» Data shown
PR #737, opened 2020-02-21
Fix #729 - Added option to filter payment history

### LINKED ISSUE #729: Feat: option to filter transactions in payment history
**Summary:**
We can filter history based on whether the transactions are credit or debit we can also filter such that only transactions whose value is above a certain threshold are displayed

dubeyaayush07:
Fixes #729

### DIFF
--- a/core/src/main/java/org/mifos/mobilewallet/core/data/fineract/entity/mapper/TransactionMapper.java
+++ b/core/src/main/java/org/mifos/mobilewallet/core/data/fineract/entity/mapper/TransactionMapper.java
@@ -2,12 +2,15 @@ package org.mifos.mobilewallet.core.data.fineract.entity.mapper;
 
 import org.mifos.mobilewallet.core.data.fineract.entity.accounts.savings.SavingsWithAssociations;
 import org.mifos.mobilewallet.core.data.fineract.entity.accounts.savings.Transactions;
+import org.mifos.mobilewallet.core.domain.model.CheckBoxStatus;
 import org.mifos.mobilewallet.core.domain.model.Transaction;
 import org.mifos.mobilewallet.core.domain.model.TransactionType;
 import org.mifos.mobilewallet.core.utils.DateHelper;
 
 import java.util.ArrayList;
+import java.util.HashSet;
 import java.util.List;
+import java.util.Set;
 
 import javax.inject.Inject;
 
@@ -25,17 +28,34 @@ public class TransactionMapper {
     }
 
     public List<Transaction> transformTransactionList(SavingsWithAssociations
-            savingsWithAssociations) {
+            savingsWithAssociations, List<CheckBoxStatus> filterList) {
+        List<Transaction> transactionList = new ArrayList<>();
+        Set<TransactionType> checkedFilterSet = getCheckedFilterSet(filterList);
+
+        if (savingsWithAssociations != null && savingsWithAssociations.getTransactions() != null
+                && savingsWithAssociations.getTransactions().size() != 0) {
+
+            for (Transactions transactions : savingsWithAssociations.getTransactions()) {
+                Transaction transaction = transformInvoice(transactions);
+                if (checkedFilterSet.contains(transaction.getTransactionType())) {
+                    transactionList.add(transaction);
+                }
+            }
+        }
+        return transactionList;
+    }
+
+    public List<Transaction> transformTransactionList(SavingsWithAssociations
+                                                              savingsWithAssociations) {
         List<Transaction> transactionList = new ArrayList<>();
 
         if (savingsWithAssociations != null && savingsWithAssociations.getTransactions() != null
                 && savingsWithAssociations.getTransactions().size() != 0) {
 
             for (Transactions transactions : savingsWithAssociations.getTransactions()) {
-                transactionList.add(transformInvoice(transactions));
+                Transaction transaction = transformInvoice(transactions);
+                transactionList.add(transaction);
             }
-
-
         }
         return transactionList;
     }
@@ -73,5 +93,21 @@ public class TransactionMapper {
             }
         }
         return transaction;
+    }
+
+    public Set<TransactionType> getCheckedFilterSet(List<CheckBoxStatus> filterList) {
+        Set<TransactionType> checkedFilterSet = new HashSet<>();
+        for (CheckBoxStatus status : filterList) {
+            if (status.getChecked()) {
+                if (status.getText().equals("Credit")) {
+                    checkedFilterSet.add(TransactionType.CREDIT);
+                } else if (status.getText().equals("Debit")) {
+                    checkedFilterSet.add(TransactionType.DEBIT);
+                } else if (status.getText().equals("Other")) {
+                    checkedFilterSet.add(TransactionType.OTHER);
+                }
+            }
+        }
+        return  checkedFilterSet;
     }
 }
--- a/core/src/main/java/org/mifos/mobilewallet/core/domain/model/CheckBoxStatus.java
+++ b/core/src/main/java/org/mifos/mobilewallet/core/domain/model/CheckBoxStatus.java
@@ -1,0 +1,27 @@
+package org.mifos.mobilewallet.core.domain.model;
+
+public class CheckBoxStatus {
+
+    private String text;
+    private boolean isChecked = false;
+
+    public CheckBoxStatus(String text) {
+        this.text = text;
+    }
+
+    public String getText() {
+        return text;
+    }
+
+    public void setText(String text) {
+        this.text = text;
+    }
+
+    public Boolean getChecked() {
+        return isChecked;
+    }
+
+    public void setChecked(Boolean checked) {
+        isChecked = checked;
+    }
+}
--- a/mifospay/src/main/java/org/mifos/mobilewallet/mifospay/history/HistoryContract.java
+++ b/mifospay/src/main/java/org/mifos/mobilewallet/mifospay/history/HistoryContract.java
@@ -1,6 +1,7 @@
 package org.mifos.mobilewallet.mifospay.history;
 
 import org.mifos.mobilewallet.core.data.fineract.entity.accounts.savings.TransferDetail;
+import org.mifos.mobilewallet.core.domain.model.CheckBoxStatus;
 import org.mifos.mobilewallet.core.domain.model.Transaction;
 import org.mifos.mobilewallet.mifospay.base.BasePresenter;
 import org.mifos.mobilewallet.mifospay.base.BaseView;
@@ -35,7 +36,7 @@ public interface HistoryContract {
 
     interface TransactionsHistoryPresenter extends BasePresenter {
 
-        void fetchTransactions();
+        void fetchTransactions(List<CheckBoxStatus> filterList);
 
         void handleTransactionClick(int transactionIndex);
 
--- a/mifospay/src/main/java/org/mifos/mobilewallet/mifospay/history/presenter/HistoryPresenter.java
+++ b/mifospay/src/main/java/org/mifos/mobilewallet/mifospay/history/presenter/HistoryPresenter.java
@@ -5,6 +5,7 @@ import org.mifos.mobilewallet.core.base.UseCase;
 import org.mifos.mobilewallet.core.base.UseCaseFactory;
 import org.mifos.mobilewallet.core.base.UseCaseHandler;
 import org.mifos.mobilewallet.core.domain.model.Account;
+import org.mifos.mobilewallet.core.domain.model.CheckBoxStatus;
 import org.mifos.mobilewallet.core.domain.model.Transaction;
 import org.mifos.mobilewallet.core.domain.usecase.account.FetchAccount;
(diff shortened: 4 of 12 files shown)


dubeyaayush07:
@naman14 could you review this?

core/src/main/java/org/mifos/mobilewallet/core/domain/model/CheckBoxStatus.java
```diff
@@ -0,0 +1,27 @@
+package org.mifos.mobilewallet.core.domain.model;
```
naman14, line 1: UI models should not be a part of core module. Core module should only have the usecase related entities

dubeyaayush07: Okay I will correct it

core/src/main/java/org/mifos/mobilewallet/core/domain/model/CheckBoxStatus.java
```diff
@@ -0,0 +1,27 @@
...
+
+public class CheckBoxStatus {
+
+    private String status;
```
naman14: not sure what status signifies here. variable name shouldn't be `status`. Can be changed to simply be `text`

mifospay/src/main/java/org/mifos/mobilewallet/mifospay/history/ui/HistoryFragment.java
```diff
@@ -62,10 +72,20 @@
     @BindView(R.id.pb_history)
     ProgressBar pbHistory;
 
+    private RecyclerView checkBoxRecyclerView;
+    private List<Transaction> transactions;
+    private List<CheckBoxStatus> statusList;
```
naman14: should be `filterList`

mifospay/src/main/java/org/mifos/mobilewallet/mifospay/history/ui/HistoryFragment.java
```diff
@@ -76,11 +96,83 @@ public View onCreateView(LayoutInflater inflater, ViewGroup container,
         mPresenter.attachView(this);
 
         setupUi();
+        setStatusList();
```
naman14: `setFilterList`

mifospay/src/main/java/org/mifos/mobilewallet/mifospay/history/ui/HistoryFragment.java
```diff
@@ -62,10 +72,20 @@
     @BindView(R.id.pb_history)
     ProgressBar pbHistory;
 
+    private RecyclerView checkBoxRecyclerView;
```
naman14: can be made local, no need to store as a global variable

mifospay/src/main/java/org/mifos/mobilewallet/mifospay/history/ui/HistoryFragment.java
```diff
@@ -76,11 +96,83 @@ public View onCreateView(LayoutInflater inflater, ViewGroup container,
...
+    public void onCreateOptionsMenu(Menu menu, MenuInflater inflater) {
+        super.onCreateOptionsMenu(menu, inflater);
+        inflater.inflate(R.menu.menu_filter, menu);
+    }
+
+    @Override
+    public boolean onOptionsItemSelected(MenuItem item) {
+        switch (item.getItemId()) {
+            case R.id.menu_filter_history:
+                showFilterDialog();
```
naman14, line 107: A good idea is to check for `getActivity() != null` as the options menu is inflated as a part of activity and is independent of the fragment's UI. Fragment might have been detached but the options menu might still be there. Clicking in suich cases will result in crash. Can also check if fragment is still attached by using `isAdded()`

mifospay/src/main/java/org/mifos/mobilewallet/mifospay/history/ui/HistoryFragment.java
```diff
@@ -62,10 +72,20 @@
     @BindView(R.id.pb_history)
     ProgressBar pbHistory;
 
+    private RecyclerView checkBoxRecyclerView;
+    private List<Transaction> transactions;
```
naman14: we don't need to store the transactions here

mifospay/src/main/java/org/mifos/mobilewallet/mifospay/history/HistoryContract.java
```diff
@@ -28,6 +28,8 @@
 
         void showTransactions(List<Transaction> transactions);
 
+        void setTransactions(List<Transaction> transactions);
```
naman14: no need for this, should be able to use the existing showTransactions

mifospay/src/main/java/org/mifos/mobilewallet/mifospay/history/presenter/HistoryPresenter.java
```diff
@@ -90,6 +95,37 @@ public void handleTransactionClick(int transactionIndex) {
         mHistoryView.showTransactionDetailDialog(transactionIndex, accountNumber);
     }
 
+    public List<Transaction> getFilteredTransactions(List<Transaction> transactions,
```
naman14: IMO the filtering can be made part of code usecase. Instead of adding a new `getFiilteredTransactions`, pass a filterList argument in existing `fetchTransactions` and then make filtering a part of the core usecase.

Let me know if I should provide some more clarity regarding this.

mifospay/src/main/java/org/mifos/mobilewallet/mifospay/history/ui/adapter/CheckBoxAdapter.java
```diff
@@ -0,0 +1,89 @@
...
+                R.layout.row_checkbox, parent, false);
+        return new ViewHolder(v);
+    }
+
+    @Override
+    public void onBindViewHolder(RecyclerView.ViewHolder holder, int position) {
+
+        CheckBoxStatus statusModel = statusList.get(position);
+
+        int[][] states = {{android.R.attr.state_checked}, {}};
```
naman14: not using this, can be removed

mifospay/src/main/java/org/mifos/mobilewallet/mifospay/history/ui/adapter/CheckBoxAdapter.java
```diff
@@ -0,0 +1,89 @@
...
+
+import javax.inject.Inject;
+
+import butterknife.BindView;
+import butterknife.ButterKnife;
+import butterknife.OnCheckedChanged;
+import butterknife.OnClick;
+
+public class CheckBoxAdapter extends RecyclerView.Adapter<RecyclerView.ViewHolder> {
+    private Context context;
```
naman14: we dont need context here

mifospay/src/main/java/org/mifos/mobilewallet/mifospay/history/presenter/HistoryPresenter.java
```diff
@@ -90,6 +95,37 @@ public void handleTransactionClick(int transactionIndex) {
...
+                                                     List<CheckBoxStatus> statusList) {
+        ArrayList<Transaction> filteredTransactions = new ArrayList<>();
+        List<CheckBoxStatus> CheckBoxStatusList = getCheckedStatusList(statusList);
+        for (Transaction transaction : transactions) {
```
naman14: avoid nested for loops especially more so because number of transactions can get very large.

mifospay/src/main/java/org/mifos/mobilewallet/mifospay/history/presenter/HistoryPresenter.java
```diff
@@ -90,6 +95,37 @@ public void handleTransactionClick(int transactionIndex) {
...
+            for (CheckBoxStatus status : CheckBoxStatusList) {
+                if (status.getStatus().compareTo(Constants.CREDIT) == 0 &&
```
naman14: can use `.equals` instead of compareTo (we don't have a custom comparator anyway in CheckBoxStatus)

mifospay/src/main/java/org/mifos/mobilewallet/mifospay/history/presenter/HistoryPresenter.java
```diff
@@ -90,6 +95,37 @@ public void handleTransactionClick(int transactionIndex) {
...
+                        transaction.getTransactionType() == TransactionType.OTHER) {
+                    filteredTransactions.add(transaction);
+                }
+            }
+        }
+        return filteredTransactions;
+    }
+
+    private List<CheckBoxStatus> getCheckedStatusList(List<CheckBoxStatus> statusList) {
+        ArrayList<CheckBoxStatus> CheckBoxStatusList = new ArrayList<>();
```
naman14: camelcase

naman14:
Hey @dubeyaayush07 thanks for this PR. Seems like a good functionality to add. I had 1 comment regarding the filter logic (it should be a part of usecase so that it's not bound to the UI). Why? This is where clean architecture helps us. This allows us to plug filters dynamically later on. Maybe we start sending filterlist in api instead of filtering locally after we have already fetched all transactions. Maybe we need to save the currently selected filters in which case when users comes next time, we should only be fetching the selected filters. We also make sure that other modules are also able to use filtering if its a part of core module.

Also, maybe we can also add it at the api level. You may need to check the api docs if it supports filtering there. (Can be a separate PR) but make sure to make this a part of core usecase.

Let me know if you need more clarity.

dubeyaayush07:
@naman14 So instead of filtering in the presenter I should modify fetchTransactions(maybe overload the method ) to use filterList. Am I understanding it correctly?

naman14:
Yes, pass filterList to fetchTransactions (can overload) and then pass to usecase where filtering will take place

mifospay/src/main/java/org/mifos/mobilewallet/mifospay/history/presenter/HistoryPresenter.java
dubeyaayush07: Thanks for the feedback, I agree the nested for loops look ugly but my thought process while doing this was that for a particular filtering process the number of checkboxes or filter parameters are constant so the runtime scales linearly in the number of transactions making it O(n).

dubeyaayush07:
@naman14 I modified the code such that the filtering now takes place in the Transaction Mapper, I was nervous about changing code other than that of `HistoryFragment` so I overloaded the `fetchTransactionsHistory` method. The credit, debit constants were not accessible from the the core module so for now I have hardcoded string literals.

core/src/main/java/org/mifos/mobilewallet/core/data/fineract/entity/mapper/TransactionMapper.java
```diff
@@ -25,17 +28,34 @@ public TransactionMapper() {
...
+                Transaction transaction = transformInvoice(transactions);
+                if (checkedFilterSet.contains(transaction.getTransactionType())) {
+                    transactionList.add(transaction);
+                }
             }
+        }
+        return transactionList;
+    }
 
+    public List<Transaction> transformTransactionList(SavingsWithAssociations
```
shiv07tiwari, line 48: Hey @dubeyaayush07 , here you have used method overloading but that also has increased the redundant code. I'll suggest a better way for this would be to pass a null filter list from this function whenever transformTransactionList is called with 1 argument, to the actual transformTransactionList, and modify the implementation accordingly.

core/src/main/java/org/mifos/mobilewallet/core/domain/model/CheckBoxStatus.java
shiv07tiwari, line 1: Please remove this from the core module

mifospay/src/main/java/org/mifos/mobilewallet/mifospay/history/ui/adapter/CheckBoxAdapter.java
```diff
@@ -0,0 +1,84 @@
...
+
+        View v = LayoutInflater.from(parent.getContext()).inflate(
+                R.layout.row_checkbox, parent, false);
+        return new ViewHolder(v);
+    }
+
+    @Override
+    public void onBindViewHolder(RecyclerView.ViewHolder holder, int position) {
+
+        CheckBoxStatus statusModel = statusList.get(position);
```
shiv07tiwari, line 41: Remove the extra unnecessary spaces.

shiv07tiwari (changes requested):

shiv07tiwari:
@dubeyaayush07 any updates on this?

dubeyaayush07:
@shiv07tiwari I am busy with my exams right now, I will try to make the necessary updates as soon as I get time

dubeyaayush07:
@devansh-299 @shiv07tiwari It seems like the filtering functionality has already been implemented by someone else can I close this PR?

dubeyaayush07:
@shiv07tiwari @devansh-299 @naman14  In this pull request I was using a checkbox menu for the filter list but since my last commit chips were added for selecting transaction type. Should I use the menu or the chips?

» Task prompt
Your task is to gather all lines from the entries above that hold the word "BasePresenter".

» Completed exercise
 import org.mifos.mobilewallet.mifospay.base.BasePresenter;
     interface TransactionsHistoryPresenter extends BasePresenter {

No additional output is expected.